Cairn Financial Advisers LLP ("Cairn"), which is authorised and
regulated in the United Kingdom by the Financial Conduct Authority,
is acting exclusively for the Company and no one else in connection
with the Placing and Admission, and will not regard any other
person (whether or not a recipient of this announcement) as a
client in relation to the Placing and Admission, and will not be
responsible to anyone other than the Company for providing the
protections afforded to its clients or for providing advice in
relation to the Placing, Admission or any transaction, arrangements
or other matters referred to in this announcement.
Northland Capital Partners Limited ("Northland"), which is
authorised and regulated in the United Kingdom by the Financial
Conduct Authority, is acting exclusively for the Company and no one
else in connection with the Placing and Admission, and will not
regard any other person (whether or not a recipient of this
announcement) as a client in relation to the Placing and Admission,
and will not be responsible to anyone other than the Company for
providing the protections afforded to its clients or for providing
advice in relation to the Placing, Admission or any transaction,
arrangements or other matters referred to in this announcement.

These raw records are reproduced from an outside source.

PR #473, opened 2026-04-16
feat: add fr.fmteam

### LINKED ISSUE #405: fmteam.fr
A new FR source for Aidoku:

https://fmteam.fr/

Zareix:
Add source for [FMTeam.fr](https://fmteam.fr)


sources/fr.fmteamfr/res/icon.png
kkantan, line 1: the icon should be 128x128 with a solid background. you can add a white or black background to this and scale it down a little.

sources/fr.fmteamfr/res/source.json
```diff
@@ -0,0 +1,10 @@
+{
+	"info": {
+		"id": "fr.fmteamfr",
+		"name": "FMTeam.fr",
+		"version": 1,
+		"url": "https://fmteam.fr/",
```
kkantan: the source url should have no trailing slash.
```suggestion
		"url": "https://fmteam.fr",
```

sources/fr.fmteamfr/src/lib.rs
```diff
@@ -0,0 +1,315 @@
...
+    prelude::*,
+};
+use chrono::{DateTime, Utc};
+
+const API_BASE: &str = "https://fmteam.fr/api";
+const SITE_BASE: &str = "https://fmteam.fr";
+
+struct Fmteamfr;
+
+#[derive(serde::Deserialize)]
```
kkantan: it's nice to separate serde structs into a `models.rs` file and miscellaneous functions into a `helpers.rs` file.

sources/fr.fmteamfr/src/lib.rs
```diff
@@ -0,0 +1,315 @@
...
+    alloc::{String, Vec, format, vec},
+    imports::net::Request,
+    prelude::*,
+};
+use chrono::{DateTime, Utc};
+
+const API_BASE: &str = "https://fmteam.fr/api";
+const SITE_BASE: &str = "https://fmteam.fr";
+
+struct Fmteamfr;
```
kkantan: I would just name this `FMTeam`.

kkantan (changes requested):
since the corresponding mihon source for this website uses a "pizzareader" template, it would be nice to also refactor this into a template for this repo as well. you can look at other templates like `madara` for reference.

[here is the code for reference](https://github.com/keiyoushi/extensions-source/blob/main/lib-multisrc/pizzareader/src/eu/kanade/tachiyomi/multisrc/pizzareader/PizzaReader.kt).

Zareix:
I've made the requested changes.
I'm not a Rust expert but I'll try taking a look to implement this pizzareader template

Zareix:
I tried an implementation of PizzaReader tell me what you think

sources/fr.fmteam/res/icon.png
kkantan, line 1: could you scale the logo down a bit so that there's more padding around it?

sources/fr.fmteam/res/source.json
```diff
@@ -0,0 +1,10 @@
+{
+  "info": {
+    "id": "fr.fmteam",
+    "name": "FMTeam",
```
kkantan: I think it's still worth calling it "FMTeam.fr", since that is the title on the website.
```suggestion
    "name": "FMTeam.fr",
```

sources/fr.fmteam/res/source.json
kkantan, line 1: json files should use tabs for indentation instead of spaces.

sources/fr.fmteam/src/lib.rs
```diff
@@ -0,0 +1,21 @@
...
+	}
+
+	fn params(&self) -> Params {
+		Params {
+			base_url: BASE_URL.into(),
+		}
+	}
+}
+
+register_source!(PizzaReader<Fmteam>, DeepLinkHandler, Home);
```
kkantan:
```suggestion
struct FMTeam;

impl Impl for FMTeam {
	fn new() -> Self {
		Self
	}

	fn params(&self) -> Params {
		Params {
			base_url: BASE_URL.into(),
		}
	}
}

register_source!(PizzaReader<FMTeam>, DeepLinkHandler, Home);
```

templates/pizzareader/src/imp.rs
```diff
@@ -0,0 +1,233 @@
...
+			artists: comic
+				.artist
+				.filter(|a| !a.is_empty())
+				.map(|a| vec![a.clone()]),
+			viewer: aidoku::Viewer::RightToLeft,
+			content_rating: self.to_manga_content_rating(comic.adult),
+			status: self.to_manga_status(comic.status.unwrap_or("".into())),
+			..Default::default()
+		}
+	}
```
kkantan, line 52: you can implement `From<PizzaComicDto> for Manga` to do this in a more standard way. you also shouldn't need to clone anything, including the artist.

templates/pizzareader/src/imp.rs
```diff
@@ -0,0 +1,233 @@
...
+	prelude::*,
+};
+use chrono::{DateTime, Utc};
+
+pub trait Impl {
+	fn new() -> Self;
+
+	fn params(&self) -> Params;
+
+	fn to_manga_status(&self, status: String) -> aidoku::MangaStatus {
```
kkantan: usually functions should take string slices, unless you specifically need an allocated string.
```suggestion
	fn to_manga_status(&self, status: &str) -> aidoku::MangaStatus {
```

templates/pizzareader/src/imp.rs
```diff
@@ -0,0 +1,233 @@
...
+	fn get_search_manga_list(
+		&self,
+		params: &Params,
+		query: Option<String>,
+		_page: i32,
+		_filters: Vec<FilterValue>,
+	) -> Result<MangaPageResult> {
+		let url = if let Some(q) = query {
+			if q.len() > 2 {
+				format!("{}/api/search/{}", params.base_url, q)
```
kkantan: `q` probably needs to be url encoded, with the `encode_uri_component` helper function.

templates/pizzareader/src/imp.rs
```diff
@@ -0,0 +1,233 @@
...
+	fn get_manga_update(
+		&self,
+		params: &Params,
+		mut manga: Manga,
+		needs_details: bool,
+		needs_chapters: bool,
+	) -> Result<Manga> {
+		let slug = manga.key.trim();
+		if slug.is_empty() {
+			return Err(AidokuError::message("Manga key is empty"));
```
kkantan: there's a helper macro for this.
```suggestion
			bail!("Manga key is empty");
```

templates/pizzareader/src/imp.rs
```diff
@@ -0,0 +1,233 @@
...
+		}
+
+		let response: PizzaResultDto =
+			Request::get(format!("{}/api/comics/{slug}", params.base_url))?.json_owned()?;
+		let comic = response.comic.ok_or_else(|| {
+			AidokuError::message(format!(
+				"Comic not found with {}/api/comics/{slug}",
+				params.base_url
+			))
```
kkantan:
```suggestion
			error!(
				"Comic not found with {}/api/comics/{slug}",
				params.base_url
			)
```

templates/pizzareader/src/imp.rs
```diff
@@ -0,0 +1,233 @@
...
+		})?;
+
+		if needs_details {
+			manga = self.to_manga(comic.clone(), &params.base_url);
+		}
```
kkantan: if you move this below the `needs_chapters` check, you shouldn't need to clone the `comic` object.

templates/pizzareader/src/imp.rs
```diff
@@ -0,0 +1,233 @@
...
+			Request::get(format!("{}/api{}", params.base_url, chapter_path))?.json_owned()?;
+
+		let pages = response
+			.chapter
+			.map(|chapter| {
+				chapter
+					.pages
+					.into_iter()
+					.map(|url| Page {
+						content: aidoku::PageContent::Url(url, None),
```
kkantan:
```suggestion
						content: aidoku::PageContent::url(url),
```

templates/pizzareader/src/models.rs
```diff
@@ -0,0 +1,75 @@
...
+pub struct PizzaChapterDto {
+	#[serde(default)]
+	pub chapter: Option<i32>,
+	#[serde(rename = "full_title", default)]
+	pub full_title: String,
+	#[serde(default)]
+	pub title: Option<String>,
+	#[serde(default)]
+	pub pages: Vec<String>,
+	#[serde(rename = "published_on", default)]
```
kkantan: it doesn't look like these two serde renames are necessary?

templates/pizzareader/src/imp.rs
```diff
@@ -0,0 +1,233 @@
...
+		if needs_chapters {
+			let mut chapters: Vec<Chapter> = Vec::new();
+
+			for chapter in comic.chapters {
+				let chapter_title = chapter
+					.title
+					.filter(|t| !t.is_empty())
+					.or(Some(chapter.full_title));
+
+				let date_uploaded = DateTime::parse_from_rfc3339(&chapter.published_on)
```
kkantan: I'm not sure if it's really worth having chrono as an additional dependency when this can be done with the built-in date parsing: `parse_date(&chapter.published_on, "yyyy-MM-dd HH:mm:ss'Z'");`

kkantan (changes requested):
the template looks like it will work, thanks.

Zareix:
Btw, how can I test the deeplink ? Not sure when this is triggered

templates/pizzareader/src/imp.rs
```diff
@@ -0,0 +1,286 @@
...
+use crate::models::*;
+use aidoku::{
+	Chapter, DeepLinkResult, FilterValue, HomeLayout, Manga, MangaPageResult, Page, Result,
+	alloc::{String, Vec, vec},
+	helpers::uri::encode_uri_component,
+	imports::{net::Request, std::parse_date},
+	prelude::*,
+};
+
+impl From<PizzaComicDto> for Manga {
```
kkantan: I think it's best to put this in the `models.rs` file along with the `PizzaComicDto` definition.

templates/pizzareader/src/imp.rs
```diff
@@ -0,0 +1,286 @@
...
+					author,
+					description,
+					title,
+					thumbnail,
+					url,
+					status,
+					adult,
+					last_chapter,
+					genres,
+				},
```
kkantan: is it necessary to extract these variables and then reconstruct a new `PizzaComicDto`? I think something simpler like this would work:

```rust
let comic = ...;

if needs_chapters {
	manga.chapters = Some(comic.chapters.into_iter().map(...).collect());
}

if needs_details {
	manga.copy_from(self.to_manga(comic, &params.base_url));
}
```

kkantan (changes requested):
I tested the source on device and just had two comments:

firstly, looking at the `models.rs` file and the website, it seems there is api support for genres, but there are no genres populated for manga. can this be added to the `From<PizzaComicDto>` implementation, or are the genres served by the api not complete?

secondly, the home page for fmteam differs from the actual website page. the website home page has a title in french and has chapter number/title/upload date as well. I think it's worth either trying to copy this more closely, *or* just ignoring the home page, since the actual number of series the website has is rather small. for the latter option, you could also add in your own sort filter that could achieve the same results as sorting by the last updated chapter if you wanted.

templates/pizzareader/src/imp.rs
Zareix: I get :
```use of partially moved value: comic
partial move occurs because comic.chapters has type Vec<PizzaChapterDto>, which does not implement the Copy trait (rustc E0382)
```

Zareix: Can be fix like that maybe ?
```rust
let comic = ...

if needs_chapters {
	manga.chapters = Some(
		comic
			.chapters
			.iter()
			.map(|chapter| Chapter {
				key: chapter.url.clone(),
				title: chapter
					.title
					.clone()
					.filter(|t| !t.is_empty())
					.or(Some(chapter.full_title.clone())),
				chapter_number: chapter.chapter.map(|n| n as f32),
				volume_number: chapter.volume.map(|n| n as f32),
				date_uploaded: parse_date(
					&chapter.published_on,
					"yyyy-MM-dd'T'HH:mm:ss.SSSSSS'Z'",
				),
				..Default::default()
			})
			.collect(),
	);
}

if needs_details {
	manga.copy_from(self.to_manga(comic, &params.base_url));
}
	```

**Comment by Zareix** [comment]
Indeed I forgot about the genres. I implemented them along with a function to parse them as some are strangely aggregated.
Also removed home page and added sorting

File: templates/pizzareader/src/models.rs
Comment (kkantan) [inline templates/pizzareader/src/models.rs:1]: I don't think you need clone implemented for any of these structs, and it's not great to have since you typically want to avoid clones whenever possible, but it doesn't matter too much.

File: templates/pizzareader/src/imp.rs [hunk 17]
```diff
@@ -0,0 +1,271 @@
...
+		let comic = self
+			.get_manga_details(&params.base_url, slug)?
+			.comic
+			.ok_or_else(|| error!("Comic not found with {slug}"))?;
+
+		if needs_chapters {
+			manga.chapters = Some(
+				comic
+					.chapters
+					.iter()
```
kkantan: can you use `into_iter` here to avoid cloning the chapter urls and titles? you may need to make `comic` mutable and the `chapters` field optional, so that you can `take()` it and not consume the object. I think it's worth it to avoid the potential three clones for each chapter.

kkantan (changes requested):
there are a couple of clippy lints also that should be fixed, but other than that this should be good.

kkantan (approved):

Zareix:
Thank you !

Apart from the responsibilities and liabilities, if any, which
may be imposed on Cairn or Northland by FSMA or the regulatory
regime established thereunder, neither of Cairn or Northland accept
any responsibility whatsoever, and makes no representation or
warranty, express or implied, in relation to the contents of this
announcement, including its accuracy, completeness or for any other
statement made or purported to be made by it or on behalf of it,
the Company, its directors or any other person, in connection with
Admission or the Placing, and nothing in this announcement shall be
relied upon as a promise or representation in this respect, whether
as to the past or the future. Each of Cairn and Northland
accordingly disclaim all and any liability whatsoever, whether
arising in tort, contract or otherwise (save as referred to above),
which it might otherwise have in respect of this announcement or
any such statement.
The date of Admission may be influenced by factors such as
market conditions. There is no guarantee that the Admission
Document will be published or that the Placing and Admission will
occur, and you not should base your financial decisions on the
Company's intentions in relation to the Placing and Admission at
this stage. Acquiring investments to which this announcement
relates may expose an investor to a significant risk of losing all
of the amount invested. The value of shares can decrease as well as
increase. This announcement does not constitute a recommendation
concerning the Placing. Persons considering investment in the
Company should seek their own financial advice immediately from
their stockbroker, solicitor, accountant or other independent
adviser authorised under FSMA, who specialises in advising on the
acquisition of shares and other securities, if you are in the
United Kingdom, or any appropriately authorised person under
applicable laws, if you are located in any other jurisdiction.